In nitrogen-free culture and often in symbiosis, Frankia alni bacteria surround themselves in "vesicles". These are roughly spherical cellular structures that measure two to six millimetres in diameter and have a laminated lipid envelope. The vesicles serve to limit the diffusion of oxygen, thus assisting the reduction process that is catalysed by the enzyme nitrogenase. This enzyme bonds each atom of nitrogen to three hydrogen atoms, forming ammonia (NH_{3}). The energy for the reaction is provided by the hydrolysis of Adenosine triphosphate (ATP). Two other enzymes are also involved in the process, glutamine synthetase and glutamate synthase. The final product of the reactions is glutamate, which is thus normally the most abundant free amino acid in the cell cytoplasm. A by-product of the process is gaseous hydrogen, one molecule of which is produced for every molecule of nitrogen reduced to ammonia, but the bacterium also contains the enzyme hydrogenase, which serves to prevent some of this energy being wasted. In the process, ATP is recovered and oxygen molecules serve as the final electron acceptor in the reaction, leading to the lowering of ambient oxygen levels. This is to the benefit of the nitrogenases, which only function anaerobically.
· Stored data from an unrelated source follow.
PR #1453, opened 2025-01-21
Remove legacy code related to chiral conversion

mcwitt:
Completes the removal of code that was added in #1356 and #1360  to work around our initial lack of support for chiral volume conversions (since added in #1406).

Highlights:
- Completely removes the atom mapping leaf filter `enforce_chirally_valid_dummy_groups`. (The infrastructure supporting arbitrary leaf filters is left in place for now.)
- Simplifies dummy group selection to choose an arbitrary assignment independently for A and B (since we no longer need to jointly select A and B to avoid chiral volume conversions)
- Re-unifies end state setup code (since we no longer have a use case for parameterizing bonds and chiral volume restraints separately)


proteneer (approved):
Oh this one feels good to remove!

PR #1454, opened 2025-01-21
Bump to Python 3.12

badisa:
* Had to bump Scipy/Numpy/RDKit to upgrade to Python 3.12. Avoided going all the way to Numpy 2, as it has implications for our wrapping code.
* Updates Black/flake8. Upgrading Python created a conflict between the two, regarding whitespace and newlines. In the end, had to skip certain checks in flake8 to make them work together.
* Sadly no noticeable speed up. May want to investigate [specialist](https://github.com/brandtbucher/specialist), in case we can take advantage of the new [specialization Interpreter](https://peps.python.org/pep-0659/).
* Specifies Numpy/Scipy in the `environment.yml` to avoid having to uninstall newer versions in a later step. Slightly reduces docker container size (~50mb).

### DIFF
--- a/Dockerfile
+++ b/Dockerfile
@@ -7,7 +7,6 @@ ARG LIBXRENDER_VERSION
 ARG LIBXEXT_VERSION
 
 # Copied out of anaconda's dockerfile
-ARG MINICONDA_VERSION=py310_23.1.0-1
 ARG MAKE_VERSION=4.2.1-1.2
 ARG GIT_VERSION=1:2.25.1-*
 ARG WGET_VERSION=1.20.3-*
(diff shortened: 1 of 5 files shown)


requirements.txt
```diff
@@ -1,9 +1,9 @@
...
-scipy==1.10.1
+numpy==1.26.4
+scipy==1.15.1
 pymbar==3.1.0
 networkx==2.8.8
 matplotlib==3.7.1
-rdkit==2022.3.5
+rdkit==2024.9.4
 --extra-index-url https://pypi.anaconda.org/OpenEye/simple
 openeye-toolkits==2020.2.0
```
jkausrelay, line 8: Should we update openeye at some point?

.pre-commit-config.yaml
```diff
@@ -13,12 +13,12 @@ repos:
...
 
 -   repo: https://github.com/psf/black
-    rev: 23.9.1
+    rev: 24.10.0
     hooks:
     -   id: black
 
 -   repo: https://github.com/pycqa/flake8
-    rev: 6.1.0
+    rev: 7.1.0
```
mcwitt, line 21: Why not [`7.1.1`](https://pypi.org/project/flake8/7.1.1/)?

mcwitt (approved):

mcwitt:
> Avoided going all the way to Numpy 2, as it has implications for our wrapping code.

Curious, do you foresee a specific issue here? Anecdotally,  I'm not running into any issues building the extension or running tests that exercise it (with `numpy==2.2.2`).

Assuming no major issues, I think upgrading numpy would be nice as several major libraries (e.g. pandas) are now requiring `numpy>=2`.

PR #1458, opened 2025-01-24
Speed up u kln construction for Pairbar

badisa:
* Speeds up Sequential and HREX (by about 2%), not bisection. Bisection requires more energy comparisons, due to the dynamic nature of the schedule.
* Only load each set of frames into memory once
* Evaluate all parameter sets of interest once, reducing the number of neighborlist constructions

# Benchmarks
Run on Nvidia A10g
Cuda Arch 8.6

## Complex
image
image

## Solvent
image
image

## Master
<details><summary>Benchmark Plots</summary>
<p>

vacuum_1000_benchmarks_master
solvent_1000_benchmarks_master
complex_1000_benchmarks_master
</p>
</details> 

## PR
<details><summary>Benchmark Plots</summary>
<p>

vacuum_1000_benchmarks
solvent_1000_benchmarks
complex_1000_benchmarks
</p>
</details>


tests/test_hrex_rbfe.py
```diff
@@ -225,6 +227,30 @@ def time_lagged_rmsd(traj):
...
+        batch_u_fns = get_batch_u_fns(unbound_impls, [p.params for p in state.potentials], temperature)
+        energy_decomp_states.append(EnergyDecomposedState(traj.frames, traj.boxes, batch_u_fns))
+
+    ref_bar_results = []
+    for state_a, state_b in zip(energy_decomp_states, energy_decomp_states[1:]):
+        u_kln_by_component = compute_energy_decomposed_u_kln([state_a, state_b])
+        ref_bar_results.append(estimate_free_energy_bar(u_kln_by_component, temperature))
+    for ref_res, comp_res in zip(ref_bar_results, comp_bar_results):
+        assert ref_res.overlap == comp_res.overlap
+        assert np.all(ref_res.dG_err_by_component == comp_res.dG_err_by_component)
```
mcwitt, line 249: nit: slight preference for `np.testing.assert_array_equal` for more useful failure messages

timemachine/fe/free_energy.py
```diff
@@ -1259,6 +1243,67 @@ def compute_u_kn(trajs, initial_states) -> Tuple[NDArray, NDArray]:
...
+    """
+
+    assert len(initial_states) > 0
+    assert len(initial_states) == len(samples_by_state)
+    if unbound_impls is None:
+        unbound_impls = [pot.potential.to_gpu(np.float32).unbound_impl for pot in initial_states[0].potentials]
+    assert len(unbound_impls) == len(initial_states[0].potentials)
+    kBT = temperature * BOLTZ
+    # Construct an empty array
+    state_to_params = np.zeros((len(initial_states), len(initial_states), len(unbound_impls)), dtype=object)
```
mcwitt, line 1270: I find the naming of this confusing. Is it correct that this is an array of shape (states, states, potentials) whose values are energies?

timemachine/fe/free_energy.py
```diff
@@ -1259,6 +1243,67 @@ def compute_u_kn(trajs, initial_states) -> Tuple[NDArray, NDArray]:
...
+
+        state_idxs = []
+        if i > 0:
+            state_idxs.append(i - 1)
+        state_idxs.append(i)
+        if i < len(initial_states) - 1:
+            state_idxs.append(i + 1)
+        for j, pot in enumerate(state.potentials):
+            params = np.array([initial_states[idx].potentials[j].params for idx in state_idxs])
+            _, _, Us = unbound_impls[j].execute_batch(
```
mcwitt, line 1283: Would it be possible to use `execute_batch_sparse` here instead (similar to the usage in [`compute_potential_matrix`](https://github.com/proteneer/timemachine/blob/caaaad2a43756435b18e7303f2621ccb7220d4db/timemachine/fe/free_energy.py#L1116)) to compute the full `U_kln` matrix with a single custom_ops call per potential?

mcwitt: Never mind - I wasn't quite understanding what this was doing. I don't see an obvious way of doing this.

mcwitt (approved):

timemachine/fe/free_energy.py
```diff
@@ -1459,30 +1504,10 @@ def format_rates(rs):
...
+    neighbor_ulkns = generate_pair_bar_ulkns(initial_states, samples_by_state, temperature, unbound_impls=unbound_impls)
 
-    bar_results = list(
-        pairwise_transform_and_combine(
-            results_by_state,
-            make_energy_decomposed_state,
-            lambda s1, s2: estimate_free_energy_bar(compute_energy_decomposed_u_kln([s1, s2]), temperature),
-        )
-    )
+    pair_bar_results = [estimate_free_energy_bar(u_kln, temperature) for u_kln in neighbor_ulkns]
```
maxentile, line 1509: [local naming self-consistency] There might be an error in one or the other name? "`... for u_kln in neighbor_ulkns ...`"

timemachine/fe/free_energy.py
```diff
@@ -1259,6 +1243,67 @@ def compute_u_kn(trajs, initial_states) -> Tuple[NDArray, NDArray]:
...
+) -> NDArray:
+    """Generate pair bair u_klns.
+    This is a specialized variant of generating u_klns, only loading each set of frames into memory once.
+    Each set of frames is loaded once then all of the parameters of interest are run in a batch.
+    This improves throughput for potentials that use Neighborlists, as there are at most len(frames) neighborlist
+    rebuilds, rather than 3 * len(frames).
+
+    Returns
+    -------
+        u_klns: np.array[len(initial_states) - 1, len(unbound_impls), 2, 2, n_frames]
```
maxentile, line 1260: [performance uncertainty] I wonder if there's a meaningful performance difference between computing `u(x)` vs. `[u_i(x) for u_i in components]`. The estimate depends on the summed value `u(x)`, and some of the diagnostics depend on the decomposition into ~8 components. If there's a meaningful performance difference, and if we decide the energy-decomposed diagnostic is optional, we might adjust this to compute `u(x)` using `SummedPotential` or similar whenever the diagnostic is not needed.

-----

[naming observation] `u_klns` or `ulkns` were maybe a little cryptic to start with (describing arrays where `array[k][l][n] = u_k(trajs[l][n])` https://pymbar.readthedocs.io/en/latest/mbar.html ), but the name is less accurate when used to describe the return type of these functions, where `array[k][p][i][j][n]` is the `p`'th component of the energy of `trajs[k + j][n]` evaluated in state `k + i`. The previous name `u_kln_by_component_by_lambda` was a little more verbose but maybe more accurate.

timemachine/fe/free_energy.py
```diff
@@ -1259,6 +1243,67 @@ def compute_u_kn(trajs, initial_states) -> Tuple[NDArray, NDArray]:
     return u_kn, np.array(N_k)
 
 
+def generate_pair_bar_ulkns(
+    initial_states: Sequence[InitialState],
+    samples_by_state: Sequence[Trajectory],
+    temperature: float,
+    unbound_impls: Sequence[custom_ops.Potential] | None,
```
maxentile, line 1250: surprise `| None` -- what corner case is this for?

maxentile (approved):
Performance, correctness look good-- and it's well-tested.

(Review contains non-blocking observations.)

timemachine/fe/free_energy.py
maxentile: Ahh, makes sense -- thanks!

timemachine/fe/free_energy.py
maxentile: Ahh, I just meant that `*_lkns` sounds like it's a list of elements (each `*_lkn`) not transposed elements (each `*_kln`). It's just naming though -- the logic looked fine.

PR #1462, opened 2025-01-25
Upgrade to Numpy 2

badisa:
* Upgrades Pybind11 to latest
* Upgrades Numpy to 2.2.2


mcwitt:
Added fixes for the forcefield serialization issues in https://github.com/proteneer/timemachine/pull/1462/commits/561e7560e9582f5e1f5d41ba3d0e52fe9cb30d4b and https://github.com/proteneer/timemachine/pull/1462/commits/0295c800959ccebfe24ed7054b0aa98c79ac2db7. This seems to be related to the change in e.g. `np.float64.__repr__`:

`numpy==1.26.4`:
```
repr(np.float64(0.0))
'0.0'
```

`numpy==2.2.2`:
```
>>> repr(np.float64(0.0))
'np.float64(0.0)'
```

Added fixes for new mypy complaints in https://github.com/proteneer/timemachine/pull/1462/commits/bfcb54f21c81243bb442b07d84f7f9b6a7dfcec2. The major theme here seems to be that `ndarray.tolist` is improperly inferred to return `list[str]` (pyright correctly infers this, so maybe this issue will go away if/when we upgrade mypy, but didn't want to open that can of worms in this PR).

tests/nonbonded/test_nonbonded_interaction_group.py
```diff
@@ -61,7 +61,7 @@ def test_nonbonded_interaction_group_zero_interactions(rng: np.random.Generator)
 
     potential = NonbondedInteractionGroup(num_atoms, ligand_idxs, beta, cutoff)
 
-    du_dx, du_dp, u = potential.to_gpu(np.float64).unbound_impl.execute(conf, params, box)
+    du_dx, du_dp, u = potential.to_gpu(np.float64).unbound_impl.execute(conf, params, box.astype(np.float64))
```
proteneer, line 64: what `dtype` does `box = 10.0 * np.eye(3)` produce? (is this a numpy2 change? or a mypy linting thing?)

proteneer: (by default I was under the impression that np.eye(3) is already a `np.float64` in numpy1:

```
>>> import numpy as np
>>> np.eye(3).dtype
dtype('float64')
```

proteneer (approved):

tests/nonbonded/test_nonbonded_interaction_group.py
mcwitt: Yes, this is to deal with a mypy / numpy typing peculiarity. When a float64 array is multiplied by a Python float, mypy infers the more general dtype `numpy.floating[Any]]` for the result, leading to an error later on when we expect `numpy.float64`:

`example.py`:

```python
from typing import reveal_type

import numpy as np

reveal_type(np.eye(3))
reveal_type(10.0 * np.eye(3))
```

```
$ mypy example.py
tmp.py:5: note: Revealed type is "numpy.ndarray[builtins.tuple[builtins.int, ...], numpy.dtype[numpy.float64]]"
tmp.py:6: note: Revealed type is "numpy.ndarray[builtins.tuple[builtins.int, ...], numpy.dtype[numpy.floating[Any]]]"
Success: no issues found in 1 source file
```

mcwitt (approved):

maxentile (approved):

PR #1796, opened 2020-09-01
Remove max-width

eduardomart:
max-width was keeping pre and postfix from using 100% of the width of its container


eduardomart:
As evertalbers mentioned on Slack, maybe this is something to consider before merging...

> From a legibility perspective there is something to be said for a max width of plm. 60-70 chars which may be around 46 em.

bobdenotter (approved):

bobdenotter:
@eduardomart Too late, marged already ;-)

PR #1799, opened 2020-09-01
shouldreturnsingle handles id filtering based on operator

I-Valchev:
e.g. `{% setcontent pages = 'pages' where { 'id': '>50' } %}` should not return a single record, even if it's filtering by ID.


bobdenotter (approved):
Cool! 👍

PR #1803, opened 2020-09-01
WIP: Czech localization

VentyCZ:
Adds Czech locale


bobdenotter (approved):
Thanks, @VentyCZ !

After we've released 4.0, let's see if we can get the whole thing moved to Crowdin or somewhere else! :-)

PR #1811, opened 2020-09-02
Fix `Notice: Array to string conversion` in `Field.php` by ensuring  the  array is one level deep.

bobdenotter:
This happens for fields that don't implement their own `__toString()` method, like `type: data`, or potentially Fields added by extensions. 

Schermafbeelding 2020-09-02 om 11 24 47


src/Entity/Field.php
```diff
@@ -79,7 +80,7 @@ public function __toString(): string
         $value = $this->getTwigValue();
 
         if (is_array($value)) {
-            $value = implode('', $value);
+            $value = implode('', Arr::flatten($value, INF));
```
bobdenotter, line 83:
```suggestion
            $value = implode('', Arr::flatten($value, PHP_INT_MAX));
```

I-Valchev (approved):
Nice catch! 👍

Issue #1821, opened 2020-09-03
strok() expects parameter 1 to be string, bool given on viewless homepage


I-Valchev:
On `bolt/project` with just the homepage contenttype, as is.

It works if the CT is not viewless.

![image](https://user-images.githubusercontent.com/7093518/92088735-91e4f000-edcd-11ea-8225-586f0198e73e.png)

PR #1822, opened 2020-09-03
Don't break if we're trying to get content for "no ContentTypes"

bobdenotter:


bobdenotter:
Fixes #1821

I-Valchev (approved):
✅  Nice one!

PR #1827, opened 2020-09-03
Prevent recursion in `title_format`

### LINKED ISSUE #1825: Recursion in `title_format:` breaks because of recursion
If you have a `title_format` of - say - `{title}` or a non-existing field like `{pompidom}`, Bolt breaks because of recursive calls to `ContentHelper->get()`.

bobdenotter:
Now `title_format: '{title} pom {foo}'` will result in: 

Schermafbeelding 2020-09-03 om 13 03 56

Fixes #1825

### DIFF
--- a/src/Utils/ContentHelper.php
+++ b/src/Utils/ContentHelper.php
@@ -175,6 +175,13 @@ class ContentHelper
                     return $field;
                 }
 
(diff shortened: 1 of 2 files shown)


I-Valchev (approved):
Good catch!😇  👍

PR #1830, opened 2020-09-04
Collapsible collections

I-Valchev:
image

image

### DIFF
--- a/assets/js/app/editor/Components/Collection.vue
+++ b/assets/js/app/editor/Components/Collection.vue
@@ -23,8 +23,7 @@
       <details :open="state === 'expanded'">
         <summary>
           <!-- Initial title. This is replaced by dynamic title in JS below. -->
-          <div class="collection-item-title"
-          :data-label="element.label">
+          <div class="collection-item-title" :data-label="element.label">
             <i :class="[element.icon, 'fas fa-fw']" />
             {{ element.label }}
           </div>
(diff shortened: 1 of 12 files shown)


bobdenotter:
Looks good so far! Were you planning on modifying the "Add" menu to be a bit more like it was in Bolt 3? 

Here's an example I found on one of our sites (NTS): 

Schermafbeelding 2020-09-08 om 10 44 58

I-Valchev:
@bobdenotter yes I tried that but there's an issue with the multi-select tool we us. Its docs say that you can listen to the `select` event when something is clicked (hence when we add a new item), but in reality that only works like `onchange`. That doesn't work for us.

I'm creating an issue for it here https://github.com/shentao/vue-multiselect/issues/1324

bobdenotter:
Maybe it shouldn't be a Vue-select thingy, but just a simple dropdown button: 

https://getbootstrap.com/docs/4.0/components/dropdowns/

eduardomart:
May I suggest an option for showing icons only? as opposed to icon and label on each button for move/up/down/delete :-)

I-Valchev:
@eduardomart I think that's one of the things that advanced users of Bolt are going to appreciate (less crowded interface, more space), but for people starting out with the CMS there's a high chance it won't be clear what those buttons are for.

Right now, let's merge this in as is and think about improving it further still!

bobdenotter (approved):
Whoop whoop!

PR #1831, opened 2020-09-04
Use `travis_retry` command on frequently failing behat tests

I-Valchev:
According to the [docs](https://docs.travis-ci.com/user/common-build-problems/), we can re-run failing commands within the same build, by default up to 3 times!

Hopefully, that makes behat behave!


bobdenotter (approved):
Whoa, cool!

PR #1849, opened 2020-09-15
Check if extension exists as a twig test

I-Valchev:
```
{% if 'bolt/core' is extension %}
   <p>The extension is installed.<p>
{% else %}
   <p>The extension is <strong>NOT</strong> installed.</p>
{% endif %}
```


bobdenotter (approved):
Much nicer!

As a result of their mutually beneficial relationship with Frankia, alder trees improve the fertility of the soils in which they grow and are considered to be a pioneer species, making the soil more fertile and thus enabling other successional species to become established.

==Dispersal==
In culture and in some root nodules, multilocular sporangia containing many spores are produced. The sporangia are non-motile but the spores can migrate to infect new host plants. A Swedish study found that root nodules developed on transplanted seedlings of the grey alder, Alnus incana, planted in meadow soil that had not grown actinorhizal plants for nearly sixty years. A similar experiment planting seedlings in deep layers of peat where the surface layer had been removed, did not produce nodulation. This seems to have been because there were no infective propagules of Frankia alni deep in the peat. No air-borne dispersal of Frankia alni was detected and it was thought that movement of water might account for the dispersal of the bacteria in peat soils.